**EXERCISE DESCRIPTION:** Copy, from the entries below, each line where the word "first" can be found.

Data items
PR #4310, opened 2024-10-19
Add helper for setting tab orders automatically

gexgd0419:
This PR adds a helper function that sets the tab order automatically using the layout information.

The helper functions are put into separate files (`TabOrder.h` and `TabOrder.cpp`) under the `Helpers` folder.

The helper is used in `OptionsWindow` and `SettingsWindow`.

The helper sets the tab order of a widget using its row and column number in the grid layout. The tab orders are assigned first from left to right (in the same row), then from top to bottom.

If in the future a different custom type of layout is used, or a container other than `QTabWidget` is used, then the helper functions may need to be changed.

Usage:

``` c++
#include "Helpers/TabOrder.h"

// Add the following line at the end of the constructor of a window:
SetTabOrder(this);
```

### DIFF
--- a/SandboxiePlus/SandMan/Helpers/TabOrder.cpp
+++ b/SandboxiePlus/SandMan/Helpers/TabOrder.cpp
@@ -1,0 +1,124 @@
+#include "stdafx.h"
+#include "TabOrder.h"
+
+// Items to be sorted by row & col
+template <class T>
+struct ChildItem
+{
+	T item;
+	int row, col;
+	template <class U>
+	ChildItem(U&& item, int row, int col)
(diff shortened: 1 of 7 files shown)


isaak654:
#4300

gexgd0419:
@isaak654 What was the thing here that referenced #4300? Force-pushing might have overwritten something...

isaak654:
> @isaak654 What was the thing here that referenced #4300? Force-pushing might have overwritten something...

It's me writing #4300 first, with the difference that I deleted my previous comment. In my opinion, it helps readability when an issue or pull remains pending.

**EXERCISE RESPONSE:**
The helper sets the tab order of a widget using its row and column number in the grid layout. The tab orders are assigned first from left to right (in the same row), then from top to bottom.
It's me writing #4300 first, with the difference that I deleted my previous comment. In my opinion, it helps readability when an issue or pull remains pending.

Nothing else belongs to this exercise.